We are transforming them into decimal powers, zeroing parallely the ones with no value “?”,“”,“-”
data$PROPDMGEXP[data$PROPDMGEXP == ""] <- 1
data$PROPDMGEXP[data$PROPDMGEXP == "-"] <- 0
data$PROPDMGEXP[data$PROPDMGEXP == "?"] <- 0
data$PROPDMGEXP[data$PROPDMGEXP == "+"] <- 0
data$PROPDMGEXP[data$PROPDMGEXP == "0"] <- 10^0
data$PROPDMGEXP[data$PROPDMGEXP == "1"] <- 10^1
data$PROPDMGEXP[data$PROPDMGEXP == "2"] <- 10^2
data$PROPDMGEXP[data$PROPDMGEXP == "3"] <- 10^3
data$PROPDMGEXP[data$PROPDMGEXP == "4"] <- 10^4
data$PROPDMGEXP[data$PROPDMGEXP == "5"] <- 10^5
data$PROPDMGEXP[data$PROPDMGEXP == "6"] <- 10^6
data$PROPDMGEXP[data$PROPDMGEXP == "7"] <- 10^7
data$PROPDMGEXP[data$PROPDMGEXP == "8"] <- 10^8
data$PROPDMGEXP[data$PROPDMGEXP == "B"] <- 10^9
data$PROPDMGEXP[data$PROPDMGEXP == "h"] <- 10^2
data$PROPDMGEXP[data$PROPDMGEXP == "H"] <- 10^2
data$PROPDMGEXP[data$PROPDMGEXP == "K"] <- 10^3
data$PROPDMGEXP[data$PROPDMGEXP == "m"] <- 10^6
data$PROPDMGEXP[data$PROPDMGEXP == "M"] <- 10^6
Reading the units and units abbreviations used by the initial data frame regarding the crops damages
unique(data$CROPDMGEXP)
## [1] "" "M" "K" "m" "B" "?" "0" "k" "2"

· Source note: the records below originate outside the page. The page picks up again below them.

Issue #779, opened 2021-11-25
Prevent running `repo_downloader.sh` in `Dockerfile` for every build


eshaan7:
because it slows down the image building time and hurts development flow

devmrfitz:
@eshaan7 What is the expected behaviour then? I'd like to work on this issue

mlodic:
We need to find a trick to allow developers to do not execute that line (consumes network resources and time) each time they build an image. Right now there is no other way that commenting that line and then remember to uncomment it before pushing a Pull Request. That is obviously not practical.

devmrfitz:
Should we set an environment variable that denotes a development environment (and pass the same into the Dockerfile through start.py) ?

devmrfitz:
Or maybe we could set up a multi-stage build process where the repo_downloader script runs at the very last stage. For development, we won't need to build this stage itself.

We are transforming them into decimal powers, zeroing parallely the ones with no value “?”
data$CROPDMGEXP[data$CROPDMGEXP == ""] <- 1
data$CROPDMGEXP[data$CROPDMGEXP == "M"] <- 10^6
data$CROPDMGEXP[data$CROPDMGEXP == "K"] <- 10^3
data$CROPDMGEXP[data$CROPDMGEXP == "m"] <- 10^6
data$CROPDMGEXP[data$CROPDMGEXP == "B"] <- 10^9
data$CROPDMGEXP[data$CROPDMGEXP == "?"] <- 0
data$CROPDMGEXP[data$CROPDMGEXP == "0"] <- 10^0
data$CROPDMGEXP[data$CROPDMGEXP == "k"] <- 10^3
data$CROPDMGEXP[data$CROPDMGEXP == "2"] <- 10^2
We are creating a new variable multiplying the numbers with the new units
data$PROPDMG <- as.numeric(data$PROPDMGEXP) * as.numeric(data$PROPDMG)
data$CROPDMG <- as.numeric(data$CROPDMGEXP) * as.numeric(data$CROPDMG)

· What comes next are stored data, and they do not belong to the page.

Issue #561, opened 2021-07-22
[tests] API/models permissions, groups


eshaan7:
Inside the `test_api`, we are currently using the admin user so we are basically bypassing all permissions.

We should define test cases where we use normal users and verify their permissions/groups. For example, enabling/disabling certain permissions to a group/user and then making request to a protected endpoint and verify that the behavior changed.

-------
[back reference to previous issue](https://github.com/intelowlproject/IntelOwl/issues/229#issue-723352673)

uzair-ali10:
Hey!!
From what I've understood is that currently in [`test_api`](https://github.com/intelowlproject/IntelOwl/blob/master/tests/test_api.py) all the views are tested against a Super User. And it is desired to test them against a normal user correct??
If this is the case please assign this to me i could take this up

eshaan7:
You are right but the issue #341 needs to be solved prior to working on this.

Issue #341, opened 2021-02-17
Reduce complexity: django object/model permissions


eshaan7:
We are using django object permissions but we are also using django model permissions. At some places, these are intermixed and that is troubling.

m0mosenpai:
Hey, is it possible if you could specificy one or two places where this occurs and causes issues? I'm trying to understand more about the issue a bit, thanks.

Eshaan7:
**Clarification**: Yes, they are supposed to be intermixed and used together but it's complex to manage for any admin managing an IntelOwl instance. 

**Example**: It may be better to overwrite the `get_permissions` method on the viewset rather than using `django-guardian` to store the object permissions.

iharshit009:
Hi @eshaan7, I got some understanding of intelowl and have knowledge of Django Viewsets. Can I take this up and work on it?

eshaan7:
@iharshit009 This issue has by and large solved as part of #856 by making use of the _organizations_ pattern available in [certego_saas](https://github.com/certego/certego-saas).

iharshit009:
> @iharshit009 This issue is by and large solved as part of #856 by making use of the _organizations_ pattern available in [certego_saas](https://github.com/certego/certego-saas).

Okay no issues, Let me know if I could contribute to this in any way. Will look for other issues.

mlodic:
I consider this closed so we can start to better filter out issues for the v4 milestone

PR #856, opened 2022-01-18
initial v4 changes (frontend in reactjs, backend using certego-saas)

eshaan7:
**ToDo:**
- [x] add a data migration for durin's API access client.
- [x] Use "organizations" app for access control / job level permissions. <sup>[1]</sup>
- [x] Remove the usage of django-guardian.  <sup>[2]</sup>
- [x] Changes were made to API URLs so we should make corresponding changes in pyIntelOwl. (https://github.com/intelowlproject/pyintelowl/commit/90df9ec203da8c9052cc943d5d2f1b9a38ba5613)
- [ ] Write more tests and fix existing. We should write tests also to check the new permissions system (#561).

*requires further discussion:*
- [ ] Review using httpOnly flagged cookie for authentication on the frontend.

Other related:
- [x] perform some manual tests
- [x] update frontend dependencies, removing deprecated ones
- [ ] add basic tests suite for the frontend, see #929 
- [x] update all the documentation

-----------------------
**Notes:**

[1] Simply put: for a "private" job (i.e. TLP >= AMBER), the same organization members should be able view/retry all jobs created by its members but kill/delete permission should be restricted to only the job owner.
[2] See #341. We wish to change how the user level permissions on Job model are being handled so is a breaking change. Right now user's have granular control but is very complicated to use, this change will simplify the management but won't provide users with granular control. (Maybe we should take a poll on twitter asking our audience if they are okay with this just to err on the side of caution ?)


mlodic:
got these 2 errors after first manual launch:

```
django.db.migrations.exceptions.InconsistentMigrationHistory:` Migration admin.0001_initial is applied before its dependency certego_saas.0001_initial on database 'default'.
```

```
PermissionError: [Errno 13] Permission denied: '/tmp/dj_cache_intelowl_default/tmp0bl24ebu'
```

Issue #876, opened 2022-02-03
Remove non-standard library dependency in start.py script


mlodic:
With the #848 we unwillingly added a new dependency that is not included in the python stardard library

```
from dotenv import load_dotenv
```

We do not want to include this additional library as a requirement because it complicates the installation. We need to refactor this code before deploy a new version

eshaan7:
This change was already included in the [v3.2.4 release](https://github.com/intelowlproject/IntelOwl/blob/master/.github/CHANGELOG.md#v324).

mlodic:
oh no 🥲

mlodic:
I guess we'll need to push a patch soon

mlodic:
However I am thinking about the fact that in the future we could need also other libraries and we cannot just avoid to installing them for this reason.

So I was thinking that an alternative could be to provide a bash script that would install the already existing requirements, plus the additional python requirements in case (like `dotenv`. It could be interactive and it could check if there is already an installation of those requirements in the system.

Something like:
"This script will help you in the installation of IntelOwl dependencies" -> scripts check docker installation -> "you have (not) installed docker with the version X. You want to install the most recent version?" -> yes/no -> installation -> loop for the other requirements

devmrfitz:
@mlodic I was not aware of the restriction on third-party libraries. I apologise for this mishappening. However, I added the package in ```requirements.txt```. Won't the package automatically get installed when ```RUN pip3 install --no-cache-dir --compile -r requirements.txt``` is run (from ```docker/Dockerfile```.

mlodic:
noproblem man, was my fault during the review, not yours.

I saw that, the problem is that this is a requirement for the startup script. When you run IntelOwl, you do not need to install those requirements because they were already installed in the image that do not need the `dotenv` package. So, `dotenv` should be removed from requirements.

mlodic:
I mean, with the actual configuration, we would need to add that package to the initial requirements [here](https://intelowl.readthedocs.io/en/latest/Installation.html#requirements). That is bad because it would slow down the installation process

devmrfitz:
@mlodic Oh. Got it. Just to reiterate, we are free to add new packages inside the docker container but adding additional imports in ```start.py``` lengthens the manual installation process?

mlodic:
well, completely free no because we need to consider multiple factors before adding new dependencies. Is it a good written and maintained dep? Do we really need it?

[...]

PR #878, opened 2022-02-07
Added script to check and install initial requirements. Solves #876

devmrfitz:
# Description

Added script to check and install initial requirements. Solves #876

## Related issues
#876 

## Type of change

- [X] Bug fix (non-breaking change which fixes an issue).

# Checklist

### Important Rules

# Real World Example


devmrfitz:
@mlodic Please review

initialize.sh
```diff
@@ -0,0 +1,61 @@
+#!/bin/bash
+
+set -e
+
```
mlodic, line 4: is it possible to write something welcoming the user? 

"this is the helper script to help you install the OS requirements for IntelOwl" or something similar.

initialize.sh
```diff
@@ -0,0 +1,61 @@
...
+    sh get-docker.sh
+    # Check if docker is installed
+    if ! [ -x "$(command -v docker)" ]; then
+      echo 'Error: Could not install docker.' >&2
+      exit 1
+    fi
+  else
+    exit 1
+  fi
+fi
```
mlodic, line 23: is it also possible to write something if the requirements are actually installed?

Example:
"checking docker installation...."

then

"Docker is correctly installed with version X"

otherwise

what you have already done

initialize.sh
```diff
@@ -0,0 +1,61 @@
...
+  # Ask if user wants to install docker-compose
+  read -p "Do you want to install docker-compose? [y/n] " -n 1 -r
+  echo
+  if [[ $REPLY =~ ^[Yy]$ ]]; then
+    # Install docker-compose
+    sudo curl -L "https://github.com/docker/compose/releases/download/1.29.2/docker-compose-$(uname -s)-$(uname -m)" -o /usr/local/bin/docker-compose
+    sudo chmod +x /usr/local/bin/docker-compose
+    sudo ln -s /usr/local/bin/docker-compose /usr/bin/docker-compose
+    # Check if docker-compose is installed
+    if ! [ -x "$(command -v docker)" ]; then
```
mlodic, line 37: `docker-compose` here

initialize.sh
```diff
@@ -0,0 +1,61 @@
...
+      echo 'Error: Could not install docker-compose.' >&2
+      exit 1
+    fi
+  else
+    exit 1
+  fi
+fi
+
+# Check if python is installed
+if ! [ -x "$(command -v python)" ]; then
```
mlodic, line 47: I would look for `python3` instead. Plus could you add the installation too? See: https://linuxize.com/post/how-to-install-python-3-9-on-ubuntu-20-04/

Then, if python is already installed we would need to check if the requirement is satisfied (v3.6+)

initialize.sh
```diff
@@ -0,0 +1,61 @@
...
+    sudo ln -s /usr/local/bin/docker-compose /usr/bin/docker-compose
+    # Check if docker-compose is installed
+    if ! [ -x "$(command -v docker)" ]; then
+      echo 'Error: Could not install docker-compose.' >&2
+      exit 1
+    fi
+  else
+    exit 1
+  fi
+fi
```
mlodic, line 44: if it is installed, we should also check the version. See: https://intelowl.readthedocs.io/en/latest/Installation.html#requirements.

In the case the version is old, for docker-compose it would be enough to install the version you installed here over it and that would work

initialize.sh
mlodic: If the version is old, we won't manage this problem because too hard. But we need to tell them that they need to change the version so the users can do on their own

initialize.sh
mlodic: We should also check the version of docker and tell them that the version is too old in case. No need to manage the uninistall/reinstall because too complicated imho. But at least the users know the problem and can fix it on their own

initialize.sh
```diff
@@ -0,0 +1,61 @@
...
+if ! [ -x "$(command -v python)" ]; then
+  echo 'Error: python is not installed.' >&2
+  exit 1
+fi
+
+# Check if pip is installed
+if ! [ -x "$(command -v pip)" ]; then
+  echo 'Error: pip is not installed.' >&2
+  exit 1
+fi
```
mlodic, line 56: we could add the installation/update of pip

initialize.sh
```diff
@@ -0,0 +1,61 @@
...
+
+echo "Installing python dependencies using pip..."
+pip install -r pre-requirements.txt
+
+echo "Looks like you're ready to go!"
```
mlodic, line 61: We could also add here which is the next step (running start.py)

docs/source/Installation.md
```diff
@@ -18,7 +18,7 @@ In some systems you could find pre-installed older versions. Please check this a
 </div>
```
mlodic, line 18: we could also add in the requirements section:

* that we added this helper script (in the Notes)

* that, together with python, there are other dependencies to install

mlodic (changes requested):
I really appreciate the effort.

To really be helpful, we need to also manage all the possible cases appropriately.

initialize.sh
devmrfitz: > I would look for `python3` instead. Plus could you add the installation too? See: https://linuxize.com/post/how-to-install-python-3-9-on-ubuntu-20-04/
> 
> Then, if python is already installed we would need to check if the requirement is satisfied (v3.6+)

@mlodic I thought of doing this. But that would limit us to systems using apt. The other scripts (docker and docker-compose) I've used support a wider variety of distros

initialize.sh
devmrfitz: > we could add the installation/update of pip

@mlodic Same apt dependency as above

initialize.sh
mlodic: this makes sense, thank you for the explanation. so I think it is enough to just tell it to the user

initialize.sh
mlodic: ok

also noticed that it should be pip3 too here

initialize.sh
devmrfitz: @mlodic Overwriting a user's docker-compose (in ```/usr/local/bin/docker-compose```) could lead to unexpected issues with other software as they might be depending on older version

devmrfitz:
@mlodic Resolved the issues. Please review

initialize.sh
mlodic: ok so we might keep the same approach as the other cases (just telling the user what they should do then). In that way it makes more sense because there is the same behavior for every case.

initialize.sh
```diff
@@ -0,0 +1,130 @@
...
+            ver2[i]=0
+        fi
+        if ((10#${ver1[i]} > 10#${ver2[i]}))
+        then
+            echo 1
+            return
+        fi
+        if ((10#${ver1[i]} < 10#${ver2[i]}))
+        then
+            echo 2
```
mlodic, line 37: would it be better to use a string instead of an integer for better clarity?

mlodic (changes requested):
appreciated the efforts.

initialize.sh
```diff
@@ -0,0 +1,130 @@
...
+    # Check if docker-compose is installed
+    if ! [ -x "$(command -v docker-compose)" ]; then
+      echo 'Error: Could not install docker-compose.' >&2
+      exit 1
+    fi
+  else
+    exit 1
+  fi
+else
+  docker_compose_version=$(docker-compose --version| awk '{print $NF}')
```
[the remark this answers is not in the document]
devmrfitz: What does ```docker-compose --version``` print for you?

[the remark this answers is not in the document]
devmrfitz: @mlodic

initialize.sh
devmrfitz: @mlodic "eq", "lt", "gt" instead of 1,2,3?

mlodic: the full word even better I guess

initialize.sh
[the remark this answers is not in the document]
devmrfitz: image
Weird. This is what I get

initialize.sh
devmrfitz: done

initialize.sh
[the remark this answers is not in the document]
mlodic: you have a major version. I think that is why they are different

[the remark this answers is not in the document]
devmrfitz: I pushed a patch. It should work properly in both cases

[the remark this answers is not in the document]
mlodic: image
still getting same result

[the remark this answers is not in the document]
mlodic: it does! does it work for your major 2.x version?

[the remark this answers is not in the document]
devmrfitz: Yeah, it does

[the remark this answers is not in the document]
mlodic: screen? :P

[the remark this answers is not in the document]
devmrfitz: image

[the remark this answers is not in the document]
mlodic: really loved this! thank you!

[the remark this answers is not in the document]
devmrfitz: :)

We are subsetting again, keeping only the new variable and deleting the other two (numbers and units)
data <- subset(data, select=-c(PROPDMGEXP, CROPDMGEXP))
We are creating four new data frames summarizing the values of property nd crops damage, and human fatalities and injuries by each different type of weather event
property_damage <- aggregate(data$PROPDMG,by=list(data$EVTYPE),FUN=sum)

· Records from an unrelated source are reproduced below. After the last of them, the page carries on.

Issue #882, opened 2022-02-09
Correctly manage docker-analyzer dependencies


mlodic:
Right now we rely on Dependabot to keep updated the high number of dependencies of this project.

Dependabot works by reading through "requirements" files that are standards of the chosen language (ex: "requirements.txt", "pyproject.toml", etc)

I noticed that there are some Docker-analyzers where we hardcoded some dependencies directly inside the Dockerfile. This causes the Dependabot to do not retrieve updates of those dependencies and, as a consequence, there is no way that they will be updated ever.

So, we should move them outside the Dockerfile when possible.

Python dependencies:
- [x] flare-capa
- [x] stringsifter

It would be great to solve this together with this issue: #842

Yshaq:
Hey, can I be assigned this issue?
I'd like to work on it along with issue #842

Yshaq:
For this issue, since I just have to remove the 2 installation lines from dockerfile and add the packages to requirements.txt,
would a single PR be good for this issue and #842 together, or should I make a seperate PR for this one first?

mlodic:
as you wish...anyway you can separate them without problems

Yshaq:
Ok i'll make a PR for this one then coz the other one will probably take longer to finish

Issue #708, opened 2021-09-17
Capa v3 update


mlodic:
https://www.fireeye.com/blog/threat-research/2021/09/elfant-in-the-room-capa-v3.html

Yshaq:
Hey, I'd like to pick up this issue.

Installing capa directly from pip won't work because that doesn't set up the default library identification signatures. This way, we would have to somehow download the sigs folder from the [capa repo](https://github.com/mandiant/capa) and also modify the capa command being run.

What I'm thinking of doing is cloning the capa repo, and then [installing capa with pip from the local source](https://github.com/mandiant/capa/blob/master/doc/installation.md#method-3-inspecting-the-capa-source-code). This way the sigs are installed and the current command running need not be modified. Shall I go ahead with this method?

mlodic:
Yes, remember that it is important to bring proof of a successful result so we can clearly understand that this method works! Thanks!

mlodic:
done with v3.3.0

PR #885, opened 2022-02-10
package installations moved from dockerfile to requirements.txt for dependabot

Yshaq:
# Description
suitable package installations moved from dockerfile to requirements.txt so that they can be managed by dependabot.

## Related issues
#882 

## Type of change

# Checklist

### DIFF
--- a/integrations/static_analyzers/requirements.txt
+++ b/integrations/static_analyzers/requirements.txt
@@ -1,2 +1,4 @@
 Flask-Shell2HTTP~=1.8.0
 gunicorn~=20.1.0
+flare-capa~=2.0.0
+stringsifter~=2.20201202
--- a/integrations/static_analyzers/Dockerfile
+++ b/integrations/static_analyzers/Dockerfile
@@ -15,8 +15,8 @@ RUN useradd -ms /bin/bash static_analyzers-user
 
 # Install capa
 WORKDIR ${PROJECT_PATH}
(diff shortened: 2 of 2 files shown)


integrations/static_analyzers/requirements.txt
```diff
@@ -1,2 +1,4 @@
 Flask-Shell2HTTP~=1.8.0
-gunicorn~=20.1.0
\ No newline at end of file
+gunicorn~=20.1.0
+flare-capa==2.0.0
```
mlodic, line 3: can you use ~= so we can get patches automatically?

mlodic: plus, can you check the status of the current available versions? I guess this is old

Yshaq: Hey @mlodic . I've made the requested change.

Also, I looked into the packages. stringsifter is the same version but yes Capa is in v3.
I've looked into the tool. It seems that Capa v2 isnt working well with the latest rule set.
But just changing the dependency here wouldnt work because installing capa via pip doesnt setup the default library identification [signatures](https://github.com/mandiant/capa/tree/master/sigs)

I see there's already an issue for this, #708 . I can pick that up, I have a fair idea on what to do.

mlodic: sure, it would be great! you can pick up that issue! Meanwhile I accept this PR so we can close the first issue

crops_damage <- aggregate(data$CROPDMG,by=list(data$EVTYPE),FUN=sum)
fatalities <- aggregate(data$FATALITIES,by=list(data$EVTYPE),FUN=sum)
injuries <- aggregate(data$INJURIES,by=list(data$EVTYPE),FUN=sum)
# Loadind dplyr library in order to use arrange function
library(dplyr)
We are arranging the four final data frames in decreasing order of damages and casualties
property_damage <- arrange(property_damage, desc(x))
crops_damage <- arrange(crops_damage, desc(x))
fatalities <- arrange(fatalities, desc(x))
injuries <- arrange(injuries, desc(x))
We select for the purposes of our presentation onlyt the first 20 obs for each kind of damages/casualties
property_damage20 <- property_damage[1:20,]
crops_damage20 <- crops_damage[1:20,]
fatalities20 <- fatalities[1:20,]
injuries20 <- injuries[1:20,]
par(mfrow = c(1, 2), mar = c(12.5, 4, 3, 2), mgp = c(3, 1, 0), cex = 0.7)
barplot(fatalities20$x, las = 3, names.arg = fatalities20$Group.1, main = "Weather Events With The Top 20 Highest Fatalities",
ylab = "number of fatalities", col = "red")
barplot(injuries20$x, las = 3, names.arg = injuries20$Group.1, main = "Weather Events With the Top 20 Highest Injuries",
ylab = "number of injuries", col = "red")
The weather events with the greatest human casualties are tornados (and thunderstorm winds), floods (and flash-floods) and excessive heat.
par(mfrow = c(1, 2), mar = c(13.5, 4, 3, 2), mgp = c(3, 1, 0), cex = 0.7)
barplot(property_damage20$x/(10^9), las = 3, names.arg = property_damage20$Group.1,
main = "Top 20 Events with Greatest Property Damages", ylab = "Cost of damage ($ billions)",
col = "blue")
barplot(crops_damage20$x/(10^9), las = 3, names.arg = property_damage20$Group.1,
main = "Top 20 Events With Greatest Crop Damages", ylab = "Cost of damage ($ billions)",
col = "blue")
The weather events have the greatest economic consequences are: flood, drought, tornado, typhoons and storm surges.
Across the USA, floods, tornados, typhoons and storm surges have caused the greatest damage to properties. Drought and flood are the causes of greatest damage to crops.